Single-electronics

Ehsan Afshari (ehsan@caltech.edu)

 

Single-electron devices, in which it is possible to control the movement and position of a single or small number of electrons, have recently attracted much attention. The prospect of silicon transistors being replaced by single-electron devices in integrated circuits faces tough challenges and remains uncertain. Nevertheless, even if this replacement does not happen, single-electronics will continue to play an important role by shedding light on the fundamental size limitations of new electronic devices.

The advantages of these devices are as follows, First these devices operate with very small dimensions because this technology relies simply on the Coulomb repulsion among electrons, single-electron devices are anticipated to operate even with very small physical dimensions, such as atomic scale. Second advantage is ultra-low power operation because they use a few number of electrons. Third advantage is faster operation because only a few electrons are transferred. Last advantage is ultra-low noise operation. 

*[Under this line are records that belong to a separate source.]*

PR #2806, opened 2024-05-01
A recent change to get_X_layout didn't make it to ML

AaronDonahue:


AaronDonahue:
Skipping testing because mlcorrection is only able to be run on Livermore machines currently, so this change won't be seen on our AT machines.

bartgol (approved):

PR #2808, opened 2024-05-02
add a banner to scream

mahf708:
add a basic banner to scream to indicate level of support.

### DIFF
--- a/components/eamxx/docs/overrides/main.html
+++ b/components/eamxx/docs/overrides/main.html
@@ -1,0 +1,8 @@
+{% extends "base.html" %}
+
+{% block announce %}
+You're not viewing the latest version.
+<a href="{{ docs.e3sm.org }}"> 
+  <strong>Go to docs.e3sm.org instead!</strong>
+</a>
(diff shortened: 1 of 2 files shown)


components/eamxx/docs/overrides/main.html
```diff
@@ -0,0 +1,8 @@
+{% extends "base.html" %}
+
+{% block announce %}
+EAMxx SCREAM is not supported yet. Read more about this here.
```
bartgol, line 4: I would not add "SCREAM" here. SCREAM is more of a resolution/compset combo, while the model itself is EAMxx.

bartgol: Also, what do you mean with "Read more about this here"?

bartgol (dismissed):

AaronDonahue:
@mahf708 Should we add the more detailed text to this PR?  That way we can get this merged sooner than later?  @bartgol would you be open to adding the more detailed context?

bartgol (approved):

PR #2811, opened 2024-05-04
remove aerocom algo from rrtmgp (breaking change)

mahf708:
After #2804, there's no need for the cloud-top routine inside rrtmgp, so this reverts #2485 (as long promised)

This PR includes a **BREAKING CHANGE** as it will no longer allow users to request eight FM-provided fields. Users needing these fields should plan accordingly if/when this PR is merged.)


bartgol:
> This PR includes a BREAKING CHANGE as it will no longer allow users to request eight FM-provided fields. Users needing these fields should plan accordingly if/when this PR is merged.)

What does "planning accordingly" mean? How do they get those fields now?

bartgol (approved):

bartgol:
I could not verify it on mappy, since the build was too old, and got removed. But on weaver I could verify that the diffs were just missing fields:
```
10:54:07 SUMMARY of cprnc:
10:54:07  A total number of     19 fields were compared
10:54:07           of which      0 had non-zero differences
10:54:07                and      0 had differences in fill patterns
10:54:07                and      0 had different dimension sizes
10:54:07                and      0 had different data types
10:54:07  A total number of      0 fields could not be analyzed
10:54:07  A total number of      0 time-varying fields on file 1 were not found on file 2.
10:54:07  A total number of      0 time-constant fields on file 1 were not found on file 2.
10:54:07  A total number of      8 time-varying fields on file 2 were not found on file 1.
10:54:07  A total number of      0 time-constant fields on file 2 were not found on file 1.
10:54:07   diff_test: the two files DIFFER only in their field lists
```

AaronDonahue:
@brhillman I think this PR might be waiting on you to review too, see Naser's comment above.

PR #137, opened 2024-11-13
Key recovery sees ranges

belliottsmith:
C* side: https://github.com/apache/cassandra/pull/3679

### DIFF
--- a/accord-core/src/main/java/accord/local/KeyHistory.java
+++ b/accord-core/src/main/java/accord/local/KeyHistory.java
@@ -24,6 +24,7 @@ package accord.local;
  */
 public enum KeyHistory
 {
+    NONE,
     // TODO (required): deprecate
     TIMESTAMPS,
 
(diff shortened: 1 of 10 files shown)


accord-core/src/main/java/accord/utils/CheckpointIntervalArray.java
```diff
@@ -216,4 +217,34 @@ else if ((ri & BIT29) != 0)
         forEachRange.accept(p1, p2, p3, p4, start, end);
         return end;
     }
+
+    @Inline
+    public <P1, P2, P3, P4> int forEachKey(Key key, IndexedQuadConsumer<P1, P2, P3, P4> forEachScanOrCheckpoint, IndexedRangeQuadConsumer<P1, P2, P3, P4> forEachRange, P1 p1, P2 p2, P3 p3, P4 p4, int minIndex)
```
dcapwell, line 222: why `Key` vs `RoutableKey`?  I don't directly see `Key` class being used, so curious on the intent

accord-core/src/main/java/accord/local/KeyHistory.java
```diff
@@ -48,7 +49,33 @@ public enum KeyHistory
...
+            default: throw new AssertionError("Unhandled KeyHistory: " + that);
+            case NONE:
+                return true;
+            case RECOVER:
+            case TIMESTAMPS:
+                return this == that;
+            case ASYNC:
+            case INCR:
+            case SYNC:
+                return this.compareTo(ifSyncRequireAtLeast) >= 0;
```
dcapwell, line 77: so for `satisfies` (only method used in this PR) this is only true for `SYNC` and `RECOVER`?  `ASYNC`, `INCR`, and `SYNC` are all new to me, so need to catch up on the recent changes to better understand this change.

accord-core/src/main/java/accord/utils/CheckpointIntervalArray.java
belliottsmith: this is your code I copied forward, isn't it? I didn't look carefully at the signature here. You're right that this looks odd, I'll take a closer look

belliottsmith: It's your generic type parameter

dcapwell: ah thanks, sorry!

accord-core/src/main/java/accord/local/KeyHistory.java
belliottsmith: yes, ASYNC and INCR basically don't guarantee they have fetched what was requested. They'll accept partial information. That said, this isn't implemented on the load side yet so today it's only declarative of intent/requirements on the task side.

dcapwell (approved):
Accord side LGTM, trying to wrap up the C* now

People normally use these devices in digital circuits (like memories and gates) or in sensors (the single-electron sensor is at least 1000 times better than specially designed low temperature semiconductor devices). Here in CHIC we are working on single-electron theory, single-electron devices modeling and designing a few analog circuits with this technology. Our primary goal is low power and low noise design and secondary goal is making high speed circuit. The good point of our research is that we use single-electron phenomena in our designs rather than replacement of single-electron devices with conventional CMOS devices.